Last updated: 01:28 PM ET, Tue March 24 2015

Dispatch: Independent Travel in Brazil

Tour Operator | Avanti Destinations | David Cogswell | March 23, 2015

Dispatch: Independent Travel in Brazil

PHOTO: Music plays under my window at the Sheraton da Bahia in Salvador. (Photo by David Cogswell)

Wouldn’t it be my luck? Today was the final day of my two days of structured activities in Salvador, of being escorted around town with my Portuguese-speaking guide from Avanti Destinations. Tonight begins the independent part of my trip, four more nights in Salvador on my own. I will not be bound to any schedule, but I also won’t have the support of an expert Salvadorian at my side as I explore the city.

Avanti Destinations, my destination manager for this trip, let's you travel exactly as independently as you want. You can choose structured and guided activities throughout the trip. Or you can include as much free time as you wish, depending on your preferences and how much help you need to make the most of the destination. I chose to take a lot of free time.

I'm not one who wants to go go all the time and see all the must-see sights. I like to take it at my own pace and give myself time to process things. I would rather do less and truly savor what I do than keep running around all the time to try to squeeze in everything possible in the available time.

I chose more independence. But more independence means you have to take responsibility for yourself. And it's a little more challenging in some ways.

I haven’t learned much Portuguese in my first two and a half days here, and I knew very little before. I didn’t need to speak Portuguese up to now because my guide Alfredo did my speaking for me. And the Sheraton da Bahia has plenty of English-speaking people, so language is not a problem in the hotel.

But Brazilians mostly speak Brazilian Portuguese, and like the U.S.A., Brazil is a big country with a single language. There is not as big an incentive for Brazilians to speak second languages as there is in many other countries. Bottom line, Brazil is not a place where you can just breeze around speaking English and expect everyone to understand you. It’s actually refreshing, but also challenging.

Now that I’m on my own, I may have to be a little more strategic, practice a few restaurant phrases before going into a restaurant for example. But for tonight, my first night, I figured I wouldn’t be too adventurous. I would just get a bite to eat and a drink at the hotel, go up to my room, get some work done and then take it easy.

So I went up to my room and when I first walked in, I had the disorienting sensation that I had left the music playing. But it couldn’t be that because when you take your key card out of the slot by the door, the power in the room goes off. It was Brazilian music, but it wasn’t mine. It wasn't anything I recognized.

Then I realized it was coming in through the sliding glass door to the balcony. I went out onto the balcony and looked out and it turned out that the music was coming from Campo Grande, the park across the street from the Sheraton.

The market that I had seen during the blazing sun of the lunch hour was still set up, with many little tents in a circle around the monument in the middle of the park in which people were selling their crafts and wares. Only now it was cool, lit with flood lamps and playing music.
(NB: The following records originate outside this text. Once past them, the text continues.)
PR #566, opened 2020-08-15
Change "reserved for custom" to "designated for custom"

jhauser-us:
In Volume I, section 1.3, "RISC-V ISA Overview", the words *reserved* and *custom* are defined as disjoint categories.  I believe the phrase "reserved for custom use" undermines the meaning we usually want to convey with the word *reserved*.


aswaterman:
Thanks.

PR #571, opened 2020-08-25
Change "hardwired to other field" to "read-only field"

jhauser-us:
Instead of describing CSR fields for XLEN (SXL, VSXL, UXL) and endianness (SBE, VSBE, UBE) as possibly being "hardwired" to another field, describe them as possibly being read-only fields with matching values.


aswaterman:
Yeah, this is an improvement.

Well that was easy. Not a lot of city navigating involved in that. So I decided to take a walk over there to check out the market, the people, the social scene and the park itself. I saw many booths with beautiful dresses, handbags, jewelry, handcrafts of many kinds and some strikingly good painting and sculpture.

There were also many people engaged in some activity or other: a father and his tiny helmeted son riding their bikes through the park, a group of boys playing football, a little jogger about 6 years of age, a lady stretching her hamstrings on a handrail along the sidewalk, a long line of students streaming through the park doing different kinds of dramatic gestures and movements, attracting puzzled looks and smiles, all in fun.
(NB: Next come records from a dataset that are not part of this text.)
PR #574, opened 2020-08-28
Implicit reads

dkruckemyer-ventana:
Proposal for clarifying the intended behavior of implicit reads

### DIFF
--- a/src/intro.tex
+++ b/src/intro.tex
@@ -431,12 +431,13 @@ implementation could attempt to read all of main memory at the earliest
 opportunity, cache as many fetchable (executable) bytes as possible for later
 instruction fetches, and avoid reading main memory for instruction fetches ever
 again. An instruction fetch accessing I/O devices, however, may only read the
-bytes within an implementation-defined naturally-aligned power-of-2 region,
-provided that the region was reached non-speculatively. Such a region is reached
-non-speculatively if a simple instruction-by-instruction execution performs a
-non-speculative instruction fetch in that region via sequential code, including
-fetching an instruction that spans adjacent regions, or via a branch, jump, or
-trap. By implication, an implementation may always cache any data read by an
+bytes within an implementation-defined, naturally-aligned power-of-2 region
+containing the address of the instruction fetch, provided that the region was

Brazilians are in shape! They are active. In the park at all hours there are people actively engaged in one thing or another. I know that’s a huge generalization, but the tendency I am observing is very pronounced.

And while we’re on the subject of generalizations, I’d like to dispel one misconception right away for any considering a trip to Brazil. All Brazilian women do not look like supermodels.

I know that may come as a harsh disclosure for some, but I have to be candid about this.

I can say this, however, that the Brazilians I have interacted with so far are all beautiful in their own ways. And they do, in general, share certain national characteristics with some of the public figures from Brazil that the world has fallen in love with. There is a very pronounced national character here and it is really something to experience.

The people of Brazil are vital, vivacious, fun-loving, good hearted and pleasant tempered. And artistic. Brazilians have an appreciation for the creative arts that goes hand in hand with the joie de vivre of the national character.

I have not yet, fortunately, run into any nasty ones. And I am thankful for that.

Alfredo took me on the second of two four-hour orientation tours today, showing me other parts of the city I hadn’t seen yesterday, preparing me for my own private explorations over the next four days.

Besides the orientation tours, there were two meetings and one performance arranged by Avanti that must be shared. But they are worth stories in themselves so that’s for later.

Alfredo took me back to the hotel and set me free, giving me some instructions for how to get to some places I may want to visit. He also left me his home and cell phone numbers so I can call with any questions. (Oh thank you, Alfredo!)

Two full days in Salvador, four to go. Turns out my luck is pretty good so far.